## Problem to solve:
Identify each line in the records below that contains the word "nickvergessen", and copy it.

Saved data entries
+ + +
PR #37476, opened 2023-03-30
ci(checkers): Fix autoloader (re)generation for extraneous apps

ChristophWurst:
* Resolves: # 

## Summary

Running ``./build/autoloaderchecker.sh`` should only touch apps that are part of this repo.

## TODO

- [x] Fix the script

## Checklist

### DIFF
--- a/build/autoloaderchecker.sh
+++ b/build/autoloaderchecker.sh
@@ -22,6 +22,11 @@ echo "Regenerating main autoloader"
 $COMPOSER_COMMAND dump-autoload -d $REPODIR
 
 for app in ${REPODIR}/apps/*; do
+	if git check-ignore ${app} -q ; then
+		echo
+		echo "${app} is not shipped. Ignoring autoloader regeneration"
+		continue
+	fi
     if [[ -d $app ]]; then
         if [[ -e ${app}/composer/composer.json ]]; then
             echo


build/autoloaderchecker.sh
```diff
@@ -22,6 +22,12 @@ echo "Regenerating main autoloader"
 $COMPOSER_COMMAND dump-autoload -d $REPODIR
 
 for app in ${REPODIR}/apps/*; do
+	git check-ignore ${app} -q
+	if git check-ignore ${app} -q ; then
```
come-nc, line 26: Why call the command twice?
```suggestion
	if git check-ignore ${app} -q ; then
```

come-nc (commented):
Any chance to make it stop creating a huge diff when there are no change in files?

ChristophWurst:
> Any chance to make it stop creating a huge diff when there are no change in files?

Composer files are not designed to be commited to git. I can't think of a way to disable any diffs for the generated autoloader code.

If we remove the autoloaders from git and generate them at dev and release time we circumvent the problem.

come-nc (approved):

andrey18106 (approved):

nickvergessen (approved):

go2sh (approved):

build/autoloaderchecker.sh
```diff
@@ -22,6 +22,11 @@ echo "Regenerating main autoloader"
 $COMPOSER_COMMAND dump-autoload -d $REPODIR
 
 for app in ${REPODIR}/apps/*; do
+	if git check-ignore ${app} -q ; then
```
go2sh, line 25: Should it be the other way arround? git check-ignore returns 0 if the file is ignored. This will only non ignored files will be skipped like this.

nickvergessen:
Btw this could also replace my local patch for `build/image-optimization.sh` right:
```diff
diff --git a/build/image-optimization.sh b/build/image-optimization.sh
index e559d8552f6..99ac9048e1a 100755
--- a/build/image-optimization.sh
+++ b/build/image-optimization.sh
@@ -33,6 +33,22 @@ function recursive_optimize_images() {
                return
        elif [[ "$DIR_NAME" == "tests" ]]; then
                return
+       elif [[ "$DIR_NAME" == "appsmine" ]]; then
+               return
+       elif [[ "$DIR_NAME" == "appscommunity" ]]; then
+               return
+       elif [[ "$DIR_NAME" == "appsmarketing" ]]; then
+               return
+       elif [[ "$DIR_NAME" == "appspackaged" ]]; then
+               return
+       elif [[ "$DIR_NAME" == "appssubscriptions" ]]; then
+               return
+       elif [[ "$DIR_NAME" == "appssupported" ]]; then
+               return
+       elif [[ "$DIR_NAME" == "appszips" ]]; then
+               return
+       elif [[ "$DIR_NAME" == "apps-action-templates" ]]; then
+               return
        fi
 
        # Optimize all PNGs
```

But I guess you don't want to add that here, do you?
+ + +
## Written answer:
nickvergessen (approved):
nickvergessen:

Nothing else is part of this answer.